Former Department Psychology
The former Department of Psychology headed by Professor Wolfgang Prinz had existed since 1990. The department, which was originally situated at the Max Planck Institute for Psychological Research in Munich, moved to Leipzig with the merger of two institutes into the Max Planck Institute for Human Cognitive and Brain Sciences. The main focus of the department's research was on the relationship between cognition and action.
Research in the Department of Psychology has addressed relationships between cognition and action. The focus of the Department’s agenda was on cognitive processes involved in action planning, action control, and action perception, as well as on interactions between cognition, volition, and action in experimental task contexts. One of the basic theoretical intuitions that guided our research is the claim that cognition, volition, and action are much more intimately linked to each other than traditional theories in these domains tend to believe. Notably, we assume that perception and action (i.e. perceived and intended events) share common representational resources.
One focus of our research has been on action observation and execution matching. Visually perceiving an action may activate corresponding motor programmes in the observer. We address the functional relationships between action perception and action simulation, using paradigms in which observers pay attention to well-known actions that are transiently occluded. How should we understand the difference between action perception and action simulation? What can these experiments tell us about the timeline of action simulation?
We have also investigated concurrent perception and action. In everyday life, neither perception nor action stops while the other occurs. Rather, perception and action occur simultaneously, and they have the capacity to influence each other. One important question is how, and under which conditions, action and perception interfere with each other or facilitate each other. The general principles of action-perception interference/facilitation have been investigated, as well as how these effects are influenced by motor expertise (e.g. typing, playing piano).
Another focal point of our research has been on the relationship between goals and movements. Actions are goal-directed; this feature is what distinguishes actions from “behaviour” or “movement”. We analyzed the role of action goals in different areas. The central question has been how intended action goals influence action selection, action initiation, action execution, and action evaluation. Moreover, we investigated the role of action goals in action observation paradigms: What do we perceive and understand when we see other people acting? Is it just their movements or their full-blown goal-directed actions?
The research unit “Infant Cognition and Action” has investigated the early development of the cognitive mechanisms of action perception and control. The research conducted in our Babylab investigates different aspects of action perception and its interplay with action control. We have used different paradigms and methods like measuring looking time and heart rate to analyse infants’ ability to imitate observed actions.

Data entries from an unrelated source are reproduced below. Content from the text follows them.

Issue #1252, opened 2026-07-25
Ollama Ignores Vault Context


SilasCodesGames:
I've installed Ollama and I'm running gemma4. 
I've confirmed that Gemini Scribe can connect to Ollama, but every request I send gives un-relevant answers. When I expand the "Reasoning" in the Agent Session chat, I see "The user wants to know what they should do with a Project Alpha project. I need to find information about Project alpha. I'll start by searching..."

And then the agent starts searching for files that don't exist.

I've reproduced this behavior in multiple vaults. This looks like Gemini Scribe agent is falling back to some demo / default vault context.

Task sharing and joint action has been another focal point of our research. We have studied joint task settings in which two or more individuals take care of certain aspects of a common task. Previous research has shown that people take the other agent and his/her aspects of the task into account when working together, suggesting that they co-represent the other’s task. Our research has investigated the underlying cognitive and neural mechanisms of such co-representations. To this end, we have conducted reaction time, EEG, and fMRI experiments using several different tasks and effects that have already been extensively studied in individual task settings.

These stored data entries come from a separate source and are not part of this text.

PR #960, opened 2022-11-17
Transform to Monorepa with Lerna

kvandake:


xeolabs:
Looking good! We just need to plan a couple of things on our end before merging, since we'll be introducing a bunch of new package names into the SDK now ;)

kvandake:
@xeolabs  We are transforming all packages. Please see it.

xeolabs:
@kvandake looks good to me - I just created a new branch called 'monorepo' - could you please remake this PR against that branch?

In that branch, I've also made all the examples load the binaries from a CDN, instead of the ./dist directory. This will also help us not to disrupt those who are relying on the single binary.

kvandake:
I changed target branch. What are the next steps?

xeolabs:
Next steps on my end:

-merge
- test
- update all the documentation
- publish npm modules, update various links
- update dependent applications

So once I've merged, I'll publish npm packages from that branch as perhaps "beta" and when they're all good, and docs updated, I'll merge into master.

kvandake:
Hello @xeolabs!
When are you planning merge this MR?

xeolabs:
Hi @kvandake, it's coming! I just need to do the next release as a normal repo this week or next, because some users expect it. 

Then after that, I'll apply this PR. I've actually taken your lead on this and used Lerna for xeokit V3 (https://github.com/xeokit/sdk) and it's working well there.

So we're considering Lerna essential and merging is next priority, I expect within the next two weeks.

PR #1017, opened 2023-04-01
Annotation plugin custom z-index for markers & labels

christophe77:
Added custom z-index for Markers & Labels of Annotation plugin.

### DIFF
--- a/package-lock.json
+++ b/package-lock.json
@@ -1,18 +1,17 @@
 {
   "name": "@xeokit/xeokit-sdk",
-  "version": "2.3.2",
+  "version": "2.4.0-alpha",
   "lockfileVersion": 2,
   "requires": true,
   "packages": {
     "": {
       "name": "@xeokit/xeokit-sdk",
-      "version": "2.3.2",
+      "version": "2.4.0-alpha",
       "license": "See LICENSE.txt",
       "dependencies": {
         "@loaders.gl/core": "^3.2.6",
         "@loaders.gl/gltf": "^3.2.6",
         "@loaders.gl/las": "^3.2.6",
-        "json-bufferify": "^0.2.2",
         "web-ifc": "^0.0.35"
       },
       "devDependencies": {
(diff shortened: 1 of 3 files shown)


xeolabs:
I needed to roll this one back because it introduced a syntax error and would not compile.
Screenshot from 2023-05-04 14-14-05

Uncaught TypeError: Cannot read properties of undefined (reading '2')
at new AnnotationsPlugin (@xeokit_xeokit-sdk.js?v=73278906:7005:58)
at createAnnotationPlugin (annotations.ts:6:10)
at ifc-player.tsx:137:32
at commitAttachRef (chunk-AXG4LW7R.js?v=09bc691a:15314:15)
at commitLayoutEffects (chunk-AXG4LW7R.js?v=09bc691a:16915:17)
at HTMLUnknownElement.callCallback2 (chunk-AXG4LW7R.js?v=09bc691a:3801:22)
at Object.invokeGuardedCallbackDev (chunk-AXG4LW7R.js?v=09bc691a:3826:24)
at invokeGuardedCallback (chunk-AXG4LW7R.js?v=09bc691a:3860:39)
at commitRootImpl (chunk-AXG4LW7R.js?v=09bc691a:16733:17)
at unstable_runWithPriority (chunk-AXG4LW7R.js?v=09bc691a:348:20)

in this line:
const randomZIndex = 90005 + Math.floor(this._viewPos[2]) + 1;
this._viewPos is not initialized

assaad97:
@xeolabs regarding z-index on annotation marker and label, i noticed that they still exist on the function Annotation::_updatePosition, where a z-index greater than 90005 is enforced.

is this forced z-index is related to a specific use case ?

image

xeolabs:
> @xeolabs regarding z-index on annotation marker and label, i noticed that they still exist on the function Annotation::_updatePosition, where a z-index greater than 90005 is enforced.
> 
> is this forced z-index is related to a specific use case ?

No not really - it's just a hack to ensure that annotations always float about things like HTML elements used to represent measurements, a guess at a large enough z-index value.

PR #1027, opened 2023-04-25
Additional data-textures feature toggles

tmarti:
## Description

A couple loading options have been added to `XKTLoaderPlugin` when using data-textures:

```js
const model = xktLoaderPlugin.load({
    ...,
    useDataTextures: {
        ...,

        // optional: will enable/disable welding vertex positions when loading geometry,
        disableVertexWelding: true/false, // default: false

        // optional: will enable/disable adaptive demotion of triangles' indices bitness then loading geometry
        disableIndexRebucketing: true/false, // default: false
    }
});
```

- `useDataTextures.disableVertexWelding` is interesting in case the XKT files already contain welded vertices positions. In that case setting this value to `true` will speed up the loading of the XKT files.
- `useDataTextures.disableIndexRebucketing` is interesting to set it to `true` in case we want to save further load time, at the expense of slightly increased VRAM usage.

## Backwards compatible

The default values of the new options are made in such a way that the current behaviour in `main` branch is kept.

The default values correspond to maximum VRAM savings.

## Independent of other `data-texture` feature toggles

The two options introduced in this PR can be toggled separately, and they're also toggleable independent of the values of the already existing feature toggles for `data-textures`:

- `useDataTextures.targetLodFps`
- `useDataTextures.enableViewFrustumCulling`

### DIFF
--- a/src/plugins/XKTLoaderPlugin/XKTLoaderPlugin.js
+++ b/src/plugins/XKTLoaderPlugin/XKTLoaderPlugin.js
@@ -744,6 +744,7 @@ class XKTLoaderPlugin extends Plugin {
                 targetLodFps: params.useDataTextures.targetLodFps || false,
                 enableViewFrustumCulling: params.useDataTextures.enableViewFrustumCulling || false,
                 disableVertexWelding: params.useDataTextures.disableVertexWelding || false,
+                disableIndexRebucketing: params.useDataTextures.disableIndexRebucketing || false,
             }));
         } else {
             sceneModel = new VBOSceneModel(this.viewer.scene, utils.apply(params, {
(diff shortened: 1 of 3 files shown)


tmarti:
Also, in case your're NOT welding positions, it's highly recommendable to enable rebucketting.

In my tests for mid-size models (starting at 20M triangles):

- turning off rebucketting and without welding increases VRAM usage by around 60% extra
- turning off rebucketting but with welding icreases VRAM usage instead by around 10% extra

But it also depends on the case: I'm using XKT files with a tremendeous amount of instancing:
- I use to handle XKT files where >90% of the geometry is instanced
- and the memory consumption w/out rebucketting gets worse with lower levels of instancing.

For all this it depends a bit on the concrete case, so I just encourage you to play with the two toggles in this PR and find the balance between load time and memory usage that works best for you.

The default values are set for minimum memory consumption, at the expense of around 30% penalty in load times.

PR #1075, opened 2023-06-10
data-tex: reduce number of per-portion matrices

tmarti:
Here, instead of keeping in the VRAM, per object...

- one texture for the positions-decode matrix
- one texture for the entity matrix

... we just store the result of concatenating both.

In models using a high level of instancing, this saves a good amount of VRAM due to textures.

For example, in an internal test loading a grid with 16x16 Holter Towers...
- 435 geometries
- but 1M portions
- (2400x geometry re-usage factor)

... the total texture VRAM usage goes down from to **206.73 MB** to **139.95 MB**


xeolabs (approved):
Foo

PR #1085, opened 2023-06-22
Add stats typings

LukasKairnial:
Hi, I noticed the [stats](https://github.com/xeokit/xeokit-sdk/blob/a2bf178671392f0703b2f56918d8ccf9c914ed2c/src/viewer/scene/stats.js) object was missing typings, which prevent correct Typescript import.


xeolabs:
Thanks @LukasKairnial !

PR #1107, opened 2023-07-19
Prevent viewer getSnapshot to add canvas on document

Kurtil:
[This change](https://github.com/xeokit/xeokit-sdk/commit/78ff80c4db6ec012b9e3753c7241e7e5ae0f94f5#diff-3986a1ed352df2aeac30a1e1db927c1a2285e4ce219ec61dfa57406f01ef4983R349) add a breaking change in the `viewer.getSnapshot()` API. I use the `viewer` with a distance measurement plugin with a specified container that is not `document.body`. But since this change, when a get a snapshot of the viewer, a canvas is also added on the `document.body`. I propose to add a `capture` parameter on `getShapshot` to prevent this behaviour if not requested (must be set to `true` if captured `canvas` are desired).


Kurtil:
This may not be what we need :P @Amoki will make another PR related to the issue described here.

We are also interested in tool transformations: In tool use, humans have to consider the mapping between the bodily movements they execute and the effects (at the end of the tool or elsewhere in external space) that are produced by these movements. We have investigated mechanisms and processes involved when humans use tools or acquire new mappings between their bodily movements and associated effects in external space. More specific questions concern the mechanisms of movement coordination with transformed feedback, the relationship between language use and tool use, and the mechanisms of switching between everyday tools.